╭─ Materials provided

PR #1926, opened 2023-03-28
feat: `wing test -t tf-aws`

### LINKED ISSUE #1368: `wing test --target` (tracking issue)
### Community Note

### Feature Spec

The Wing `test` command now features a way to run integration tests live in the cloud, through `wing test --target`. The `--target` flag lets you sanity check that the same tests that you have written to validate your app works through the Wing simulator also pass when they're compiled and executed on the cloud.

Currently, `wing test`(without any flags) will run a sequence of tests based on your application code using the Wing simulator. It starts up the Wing simulator, looks for `cloud.Function` instances that have been labeled with `test:` and , validating that the function does not throw and all assertions are passing.

Here is an example output of the `wing test --target`
```sh
% wing test --target tf-aws --verbose a.w

Info: Compiling to tf-aws
Info: found 25 tests
Info: Setting up 25 isolated environments 
Info: terraform init
Info: terraform apply 
Info: Establishing connection to test runner 
Info: Opening websocket with test reporter
Info: Running tests
pass ┌ a.w » root/test: a
     └ before push counter is 0
pass ┌ a.w » root/test: b
     │ doing something
     │ Lorem ipsum dolor sit amet
     │ consectetur adipiscing elit, 
     └ sed do eiusmod tempor incididunt ut
Info: Cleanup
```

As you can notice in the above output, the `wing test` command takes care of the following: 
- compiling
- deploying
- isolated environment setup (see Test isolation [section](/#Isolation))
- deploying  (for tf-aws it is terraform init and apply) 
- running tests
- gathering and displaying tests results
- cleanup

## Isolation 
Currently the `wing test` on sim implementation creates a simulator for every test, this creates an optimal situation for 
test isolation. On the cloud this means that the `wing test --target tf-aws` will mimic the same situation by creating isolated environment by duplicating them, which might be time consuming, surprising to end users and expensive (every test duplicates the entire infrastructure) 

Although test isolation is important, it is more important that:
<h3 align="center" >The only reason for a test to have a different result on different target is a bug in the SDK</h3>

### Use Cases

Letting SDK contributors and library authors validate that "if it works on my machine, it also works in the cloud"

Letting Wing users run integration tests for local development and in their CI/CD, and test applications that use resources without a corresponding implementation for the Wing simulator.

### Implementation Notes

_No response_

### Component

_No response_

Chriscbr:
Adds support for testing apps against live cloud applications by running `wing test -t tf-aws`.

https://user-images.githubusercontent.com/5008987/229242303-53f65413-65bd-452c-b542-a56db0aa33a6.mov

In order to support this, a new `cloud.TestRunner` resource was added to the SDK. This resource doesn't represent any physical cloud resources itself, but it contains an inflight API for listing and running tests in the current app. The `cloud.TestRunner` resource is automatically added to the root of each app, just like `cloud.Logger`.

In order to ensure the tests behave the same in the cloud as in the simulator, when Wing source code is compiled as part of `wing test`, an isolated copy of the user's app is generated for each cloud test. (This is the same as how the simulator currently operates today). In each isolated environment, one test gets executed. The artifacts of this test variant of the application are synthesized into `target/test/`.

This model basically assumes the root of your application functions as the "setup" for each test. In the future, we can add support for sharing resources between tests through new extensions to the language or SDK.

Known issues / future work:
- `tf-gcp`, `tf-azure`, and `awscdk` targets are not supported
- Traces are not supported on the `tf-aws` target, so any logs generated by tests will not be emitted to the CLI if you test with this target.
- Loading spinner doesn't spin while compiling the app because compilation uses the main JavaScript thread
- Tests on AWS are currently invoked by making AWS API calls directly from your machine -- this means running `wing test` requires having a profile set up not only with permissions to deploy your app to AWS, but also to call any AWS Lambda functions
- We currently auto-approve all Terraform changes, and anything logged by Terraform is not emitted. Users may want to configure these.
- Test durations are not recorded.
- We've added `force_destroy` to all buckets so that integration tests can be cleaned up -- we will remove this once we have a mechanism to tell the SDK whether we are compiling in "test" mode or not.
- We currently create each test function in every test environment, even though we are only going to run one test per environment.

Closes #1368


apps/wing/src/commands/test.ts
ekeren, line 1: @Chriscbr , please plan with @polamoros how we don't break console<>wing compatibility on this

Chriscbr: I've made some progress with the PR, for now I'm aiming to make the PR fully backwards compatible with respect to the Simulator API in the SDK that I reckon is used in the console. The main breaking change however is that `wing test` command in the CLI now requires a target to be passed - I don't think we can avoid this one.

@skyrpex @polamoros does the Wing console invoke `wing test` directly? If so we might need to prepare a change in the console before we release this

libs/wingsdk/test/testing/__snapshots__/simulator.test.ts.snap
```diff
@@ -192,62 +155,16 @@ exports[`run single test > happy path 1`] = `
...
-    at Handler.handle (evalmachine.<anonymous>:20:7)
-    at Object.exports.handler (evalmachine.<anonymous>:24:5)
-    at evalmachine.<anonymous>:26:9
-    at Script.runInContext (node:vm:141:12)
-    at Object.runInContext (node:vm:297:6)
-<sanitized>
-    at new Promise (<anonymous>)
-<sanitized>
-<sanitized>
-<sanitized>",
```
Chriscbr, line 229: Possible regression

apps/wing/src/cli.ts
```diff
@@ -64,6 +64,12 @@ async function main() {
       "Compiles a Wing program and runs all functions with the word 'test' or start with 'test:' in their resource identifiers"
     )
     .argument("<entrypoint...>", "all entrypoints to test")
+    .addOption(
+      new Option("-t, --target <target>", "Target platform")
+        .choices(["tf-aws", "sim"])
+        .makeOptionMandatory()
```
eladb, line 70: I think defaulting to sim still makes sense here.

apps/wing/src/commands/compile.ts
```diff
@@ -42,24 +42,33 @@ const DEFAULT_SYNTH_DIR_SUFFIX: Record<Target, string | undefined> = {
...
+function resolveSynthDir(outDir: string, entrypoint: string, target: Target, testing: boolean = false, tmp: boolean = false) {
   const targetDirSuffix = DEFAULT_SYNTH_DIR_SUFFIX[target];
   if (!targetDirSuffix) {
     throw new Error(`unsupported target ${target}`);
   }
   const entrypointName = basename(entrypoint, ".w");
   const tmpSuffix = tmp ? `.${Date.now().toString().slice(-6)}.tmp` : "";
-  return join(outDir, `${entrypointName}.${targetDirSuffix}${tmpSuffix}`);
+  if (testing) {
+    return join(outDir, "test", `${entrypointName}.${targetDirSuffix}${tmpSuffix}`);
```
eladb, line 68: DRY the last component of the path

apps/wing/src/commands/compile.ts
```diff
@@ -68,23 +77,26 @@ function resolveSynthDir(outDir: string, entrypoint: string, target: Target, tmp
...
-  const synthDir = resolveSynthDir(targetdir, wingFile, options.target);
+  const synthDir = resolveSynthDir(targetdir, wingFile, options.target, testing);
   log("synth dir: %s", synthDir);
   const workDir = resolve(tmpSynthDir, ".wing");
   log("work dir: %s", workDir);
 
   process.env["WING_SYNTH_DIR"] = tmpSynthDir;
   process.env["WING_NODE_MODULES"] = resolve(join(wingDir, "node_modules"));
   process.env["WING_TARGET"] = options.target;
+  process.env["WING_TEST"] = testing.toString();
```
eladb, line 99:
```suggestion
  process.env["WING_IS_TEST"] = testing.toString();
```

apps/wing/src/commands/test.ts
```diff
@@ -91,12 +119,155 @@ async function testOne(entrypoint: string) {
...
+  }
+
+  await withSpinner("terraform init", () => terraformInit(synthDir));
+
+  await checkTerraformStateIsEmpty(synthDir);
+
+  await withSpinner("terraform apply", () => terraformApply(synthDir));
+
+  const [testRunner, tests] = await withSpinner("Setting up test runner...", async () => {
+    const testArns = await terraformOutput(synthDir, "WING_TEST_RUNNER_FUNCTION_ARNS");
```
eladb, line 161: Put in const

apps/wing/src/commands/test.ts
```diff
@@ -105,3 +276,39 @@ function sortTests(a: sdk.testing.TestResult, b: sdk.testing.TestResult) {
...
+    cwd: options.cwd,
+    maxBuffer: MAX_BUFFER,
+  });
+  if (stderr) {
+    throw new Error(stderr);
+  }
+  return stdout;
+}
+
+async function withSpinner<T>(
```
eladb, line 298: Maybe put in util.ts?

libs/wingc/src/jsify.rs
```diff
@@ -135,26 +149,47 @@ impl<'a> JSifier<'a> {
...
-				format!(
-					"super({{ outdir: $outdir, name: \"{}\", plugins: $plugins }});\n",
-					self.app_name
-				),
-			);
-			output.push(format!(
-				"class MyApp extends {} {{\nconstructor() {}\n}}",
-				TARGET_APP,
-				JSifier::render_block(js)
+			let mut root_class = CodeMaker::default();
```
eladb, line 160: Thank god!

libs/wingc/src/jsify.rs
```diff
@@ -135,26 +149,47 @@ impl<'a> JSifier<'a> {
...
+			app_wrapper.open(format!("class {} extends {} {{", APP_CLASS, APP_BASE_CLASS));
+			app_wrapper.open("constructor() {");
+			app_wrapper.line(format!(
+				"super({{ outdir: {}, name: \"{}\", plugins: $plugins }});",
+				OUTDIR_VAR, self.app_name
 			));
-			output.push(format!("new MyApp().synth();"));
+			app_wrapper.open(format!("if ({}) {{", ENV_WING_TEST));
+			app_wrapper.line(format!("new {}(this, \"env0\");", ROOT_CLASS));
+			app_wrapper.line("const $test_runner = this.testRunner;".to_string());
```
eladb, line 177: Perhaps there's a way to move more of this logic to the sdk instead of generate it per app?

libs/wingc/src/jsify/code.rs
```diff
@@ -0,0 +1,126 @@
+#[derive(Default)]
+pub struct CodeMaker {
+	lines: Vec<(usize, String)>,
+	indent: usize,
+}
+
+impl CodeMaker {
+	pub fn open<S: Into<String>>(&mut self, line: S) {
```
eladb, line 8: It's useful to also support open_block() and close_block()

libs/wingc/src/jsify/code.rs
```diff
@@ -0,0 +1,126 @@
...
+	pub fn indent(&mut self) {
+		self.indent += 1;
+	}
+}
+
+impl ToString for CodeMaker {
+	fn to_string(&self) -> String {
+		let mut code = String::new();
+		for (indent, line) in &self.lines {
+			code.push_str(&"\t".repeat(*indent));
```
eladb, line 50: Use two spaces instead of tab, which is the common style in JavaScript

libs/wingc/src/jsify/code.rs
```diff
@@ -0,0 +1,126 @@
+#[derive(Default)]
```
eladb, line 1: Maybe call this `codemaker.rs`

libs/wingsdk/src/cloud/test-runner.ts
```diff
@@ -0,0 +1,174 @@
...
+  ): TestRunner {
+    return App.of(scope).newAbstract(TEST_RUNNER_FQN, scope, id, props);
+  }
+
+  /**
+   * Returns whether a construct represents a runnable test.
+   * @param c A construct.
+   * @returns Whether the construct is a test.
+   */
+  public static isTest(c: IConstruct): boolean {
```
eladb, line 40: Maybe in a subsequent PR, but I'd like us to change how tests are modeled in apps.

Instead of cloud.Functions with special IDs, let's create a cloud.Test resource and only materialize it into a Function in the environment in which it will be executed.

This means that only a single test cloud function will be defined in each environment.

libs/wingsdk/src/cloud/test-runner.ts
```diff
@@ -0,0 +1,174 @@
...
+   */
+  LOG = "log",
+}
+
+/**
+ * List of inflight operations available for `TestRunner`.
+ * @internal
+ */
+export enum TestRunnerInflightMethods {
+  /** `TestRunner.runTest` */
```
eladb, line 170: Annotations?

libs/wingsdk/src/target-sim/test-runner.inflight.ts
```diff
@@ -0,0 +1,59 @@
...
+
+  public async cleanup(): Promise<void> {
+    return;
+  }
+
+  public async listTests(): Promise<string[]> {
+    return Array.from(this.tests.keys());
+  }
+
+  public async runTest(path: string): Promise<TestResult> {
```
eladb, line 30: Do we really need a different implementation for this between aws and the simulator? Intuitively the test runner should be able to simply use cloud APIs and be implemented once for all targets. No?

libs/wingsdk/src/target-tf-aws/bucket.ts
```diff
@@ -76,6 +76,7 @@ export class Bucket extends cloud.Bucket {
 
     this.bucket = new S3Bucket(this, "Default", {
       bucketPrefix,
+      forceDestroy: true, // TODO: this should only be true when compiled in test mode
```
eladb, line 79: `App.of(this).isTestEnvironment`?

eladb (changes requested):
This is very exciting! Initial comments.

apps/wing/src/cli.ts
ekeren: Me too, and while we are on it. Let's also make sim the default for wing compile

apps/wing/src/commands/test.ts
ekeren: @skyrpex and @polamoros , wait with your change. We might decide to keep the `--target sim` the default behavior.

apps/wing/src/cli.ts
eladb: +1 feels like it makes sense to make sim "first amongst equals"

libs/wingsdk/src/target-sim/test-runner.inflight.ts
Chriscbr: Mmm... it sounds possible? Though I'm not sure I see a clear path to doing it right now, at least two issues come to mind:
- aws function client and simulator function client constructors expecting different kinds of values (one expects simulator handles and other simulator context, the other expects AWS arns)
- logic for obtaining logs/traces for the tests might be very different between the two targets

(Totally open to adding a base class in the future)

(Some WET code is also probably okay for now)

libs/wingsdk/src/cloud/test-runner.ts
Chriscbr: I like the idea

apps/wing/src/cli.ts
Chriscbr: Updated to make sim the default for `compile` and `test` commands

libs/wingsdk/src/target-sim/test-runner.inflight.ts
eladb: Something feels off... Let me challenge you like this: what would it take to implement `TestRunner` in Wing (just using `cloud.Xxx` resources)?

For what it's worth, it's a good dogfooding exercise...

libs/wingc/src/jsify.rs
Chriscbr: Sounds possible? For context, here's the high-level preflight code this PR generates at the moment:

```js
class $Root extends $stdlib.core.Resource {
	constructor(scope, id) {
		super(scope, id);
		// user resources
	}
}

class $App extends $AppBase { // $AppBase is one of the SDK's app classes
	constructor() {
		super({ outdir: $outdir, name: "test_bucket", plugins: $plugins });
		if ($wing_test) {
			new $Root(this, "env0");
			const $test_runner = this.testRunner;
			const $tests = $test_runner.findTests();
			for (let $i = 1; $i < $tests.length; $i++) {
				new $Root(this, "env" + $i);
			}
		} else {
			new $Root(this, "Default");
		}
	}
}
```

We could try something like this:

```js
class $App extends $AppBase { // $AppBase is one of the SDK's app classes
	constructor() {
		super({ outdir: $outdir, name: "test_bucket", plugins: $plugins, root: $Root, isTest: $wing_test });
	}
}
```

But I wasn't sure it made sense to make all of those pieces part of the `App`'s responsibilities. Definitely something we can play around with in the future though

Chriscbr: There's probably some clever-er solution I just can't think of it 😅

eladb: I think passing the `$Root` type is legitimate (albeit not JSIIable).

libs/wingsdk/src/cloud/test-runner.ts
Chriscbr: ?

libs/wingc/src/jsify/code.rs
Chriscbr: OK

hasanaburayyan (commented):
This is soo cool! Not completely through it yet, but I wonder should we document somewhere about known limitations? IE. AWS default quotas in accounts?

apps/wing/src/commands/test.ts
```diff
@@ -91,12 +119,155 @@ async function testOne(entrypoint: string) {
...
+    const results = new Array<sdk.cloud.TestResult>();
+    for (const path of tests) {
+      results.push(await testRunner.runTest(path));
+    }
+    return results;
+  });
+
+  const hasFailures = printTestReport(synthDir, results);
+
   if (hasFailures) {
```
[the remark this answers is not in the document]
Chriscbr: > How do they cleanup the resources in the interim? Is the experience that we have them run `terraform destroy` in different directories? (until we add the `--destroy` option)

Yeah, that would the experience at the moment. cd into `target/test/<your-app-path>` and then `terraform destroy`.

> Since the default way to manage TF state is local state files, what if the dev runs into a scenario where their local state file gets blown to bits or something. Does this just orphan resources in their account that they need to cleanup?

If you deleted your `target/` directory or otherwise tampered with the contents, then I think resources would be orphaned, yes. (I think losing state files is a limitation/risk inherent to terraform if I understand correctly). But as long as you're just using Wing CLI commands or the Wing Console that shouldn't happen. I think it'll probably be possible to use have Wing use remote terraform state via a Wing plugin.

> I wonder if we should by default always cleanup and make an optional flag --retain-on-fail or something so that test resources are not accidentally left over in an account, to avoid anyone getting a suprise AWS bill. I think my mental model of "test" resources are that they should be always be ephemeral unless someone presses the "I know what Im doing button"

I'm empathetic to the idea of cleaning up by default because of the high costs of resources in the cloud, but I guess I also just worry about what the developer experience would be like if a test failed and it automatically started cleaning it up before it even asked you (because that means you might have to way for an entire deployment cycle in order to reproduce the situation). Maybe we could have it so as long as you're running `wing test` interactively, we can prompt you whether you want to retain or not, and if it's not interactive the CLI will clean up by default (or retain resources if `--retain-on-fail` was passed)?

libs/wingsdk/src/target-tf-aws/test-runner.inflight.ts
```diff
@@ -0,0 +1,43 @@
...
+      await client.invoke("");
+      pass = true;
+    } catch (e) {
+      error = (e as any).message;
+    }
+    return {
+      path,
+      pass,
+      error,
+      traces: [], // TODO
```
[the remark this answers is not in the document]
Chriscbr: Tracking issue for now probably, thanks for reminding me

Chriscbr:
> I wonder should we document somewhere about known limitations? IE. AWS default quotas in accounts?

👍 Maybe this is could be something that can include in per-resource SDK docs? Like supposing we have a conceptual docs page about each SDK resource, that explains its purpose and usage, there could also be an "Operational details" section on each resource, highlighting any caveats or cloud-specific details that we deem are important.

apps/wing/src/commands/test.ts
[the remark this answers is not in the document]
hasanaburayyan: Yea I mean I think this maybe a philosophical choice. "To be cheap or to be convenient" 😂 I totally see the reasoning for both arguments. I know a lot of people get frustrated with cloud formation deployments since the default behavior is "If it failed roll it back" but personally I prefer this. 

When it comes to a developer experience, I feel like the time cost of having to re-run with a `--retain-on-failure` is preferable to "oops I left 8 copies of the app running last month" kinda thing.

hasanaburayyan:
> 👍 Maybe this is could be something that can include in per-resource SDK docs? Like supposing we have a conceptual docs page about each SDK resource, that explains its purpose and usage, there could also be an "Operational details" section on each resource, highlighting any caveats or cloud-specific details that we deem are important.

I like that, I wonder if this is something (later) the testrunner can manage. Like a validation step per resource to query existing quotas and ensure that given "x" number of tests that a sufficient quota is available. (thinking outloud)

apps/wing/src/commands/test.ts
Chriscbr: I've retained `--target sim` as the default, so resolving this thread

libs/wingc/src/jsify/code.rs
Chriscbr: Let's keep the API minimal for now 🙏

libs/wingsdk/src/cloud/test-runner.ts
Chriscbr: #1972

libs/wingsdk/src/target-sim/test-runner.inflight.ts
Chriscbr: @eladb I think to implement a `TestRunner` in Wing we are missing at least a few more capabilities, like construct tree inspection, logging, and an API for errors in the Wing language. Here's an idea of what I have sketched out:

```js
bring cloud;

struct TestResult {
  path: str;
  pass: bool;
  error: str?;
  logs: Array<str>;
}

resource TestRunner {
  fn: cloud.Function;
  init(fn: cloud.Function) {
    this.fn = fn;
    // TODO
    // this.fns = nodeof(this).find_all().filter(Test.is_test);
  }
  inflight run_test(): TestResult {
    let var pass = false;
    let var error: str?;
    try {
      this.fn.invoke("");
      pass = true;
    } catch e {
      error = e.message; // TODO: no error API in Wing yet
    }
    let logs = this.fn.logs(tail: 100); // TODO: no logs API in Wing yet
    return TestResult {
      path: nodeof(this.fn).path, // TODO: no `nodeof` API in Wing yet
      pass: true,
      error: error,
      logs: Array<str>[],
    };
  }
}
```

thoughts? Do you think any of these capabilities should be pulled forward into the current sprint?

apps/wing/src/commands/test.ts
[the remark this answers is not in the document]
Chriscbr: I've switched it clean up by default, resolving for now (let's be sure to dogfood this to make sure this default feels right)

libs/wingsdk/src/target-tf-aws/bucket.ts
Chriscbr: Added

libs/wingc/src/jsify.rs
Chriscbr: I agree with the point about testability, but I also still don't feel great about this `root` field in the `App` class / it doesn't seem right to me. :/ I also feel like some of this design might be clearer once we make some of the other modeling changes so that functions aren't materialized into every environment etc.

eladb: No problem. Just some thoughts...

libs/wingsdk/src/cloud/test-runner.ts
eladb: I was asking if we needed Inflight annotations for this class

libs/wingsdk/src/target-sim/test-runner.inflight.ts
eladb: The original question was whether we can implement this once (in typescript) for all targets and avoid target specific code (and logic duplication).

Seems that for typescript the main missing thing is a way to collect logs, correct?

Let's make sure we have issues for all the missing pieces.

eladb (approved):

libs/wingsdk/test/testing/__snapshots__/simulator.test.ts.snap
Chriscbr: Fixed

libs/wingsdk/src/cloud/test-runner.ts
Chriscbr: Not here I don't think

Chriscbr: Maybe we'll refactor these from `BucketInflightMethods` -> `BucketOperations` and then yeah it would makes sense. But I'm not sure if we need our binding system to track preflight operations yet

libs/wingsdk/src/target-sim/test-runner.inflight.ts
Chriscbr: https://github.com/winglang/wing/issues/1987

╰─

Problem to work on: Please copy out every line of the preceding listing that carries "runInContext".

Response:
-    at Script.runInContext (node:vm:141:12)
-    at Object.runInContext (node:vm:297:6)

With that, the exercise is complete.